## Aim of the exercise
The answer should contain all of the records below, each one copied word for word.

(Data for this task)

PR #1043, opened 2021-02-10
added regex validation for url in xyz imagery type

### LINKED ISSUE #1030: Add validator for new XYZ source

rfontanarosa:
fix #1030

### DIFF
--- a/src/js/imagery/imageryOptions.js
+++ b/src/js/imagery/imageryOptions.js
@@ -66,7 +66,7 @@ export const imageryOptions = [
         params: [{
             key: "url",
             display: "XYZ URL",
-            validator: value => !(/https?:\/\/.*{-?[xyz]}\/{-?[xyz]}\/{-?[xyz]}.*/gi).test(value) ? "Invalid URL or URL doesn't contain {z}, {x} or {y}." : "",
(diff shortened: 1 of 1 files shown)


src/js/imagery/imageryOptions.js
```diff
@@ -63,7 +63,11 @@ export const imageryOptions = [
     {
         type: "xyz",
         label: "XYZ Imagery",
-        params: [{key: "url", display: "XYZ URL"}],
+        params: [{
+            key: "url",
+            display: "XYZ URL",
+            validator: value => !(/https?:\/\/.*{-?[xyz]}\/{-?[xyz]}\/{-?[xyz]}.*/gi).test(value) ? "Invalid URL or URL doesn't contain {z}, {x} or {y}." : "",
```
sirmspencer, line 69: Dont require a slash between xyz.  x={x}&y={y} is also valid for example.

How does this look? `https?:\/\/.*{-?[xyz]}.*{-?[xyz]}.*{-?[xyz]?}.*`

Be more specific with you message.  You are checking for http, x, y, and z.  A generic "invalid url" does not help the user as much.

rfontanarosa: https?:\/\/.*(?=.*{-?x})(?=.*{-?z})(?=.*{-?y}).*
this way ww can check if there is at least one {-?x}, one {-?y} and one {-?z} doesn't matter their position.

(End Data for this task)

## Result of this task
PR #1043, opened 2021-02-10
added regex validation for url in xyz imagery type

### LINKED ISSUE #1030: Add validator for new XYZ source

rfontanarosa:
fix #1030

### DIFF
--- a/src/js/imagery/imageryOptions.js
+++ b/src/js/imagery/imageryOptions.js
@@ -66,7 +66,7 @@ export const imageryOptions = [
         params: [{
             key: "url",
             display: "XYZ URL",
-            validator: value => !(/https?:\/\/.*{-?[xyz]}\/{-?[xyz]}\/{-?[xyz]}.*/gi).test(value) ? "Invalid URL or URL doesn't contain {z}, {x} or {y}." : "",
(diff shortened: 1 of 1 files shown)


src/js/imagery/imageryOptions.js
```diff
@@ -63,7 +63,11 @@ export const imageryOptions = [
     {
         type: "xyz",
         label: "XYZ Imagery",
-        params: [{key: "url", display: "XYZ URL"}],
+        params: [{
+            key: "url",
+            display: "XYZ URL",
+            validator: value => !(/https?:\/\/.*{-?[xyz]}\/{-?[xyz]}\/{-?[xyz]}.*/gi).test(value) ? "Invalid URL or URL doesn't contain {z}, {x} or {y}." : "",
```
sirmspencer, line 69: Dont require a slash between xyz.  x={x}&y={y} is also valid for example.

How does this look? `https?:\/\/.*{-?[xyz]}.*{-?[xyz]}.*{-?[xyz]?}.*`

Be more specific with you message.  You are checking for http, x, y, and z.  A generic "invalid url" does not help the user as much.

rfontanarosa: https?:\/\/.*(?=.*{-?x})(?=.*{-?z})(?=.*{-?y}).*
this way ww can check if there is at least one {-?x}, one {-?y} and one {-?z} doesn't matter their position.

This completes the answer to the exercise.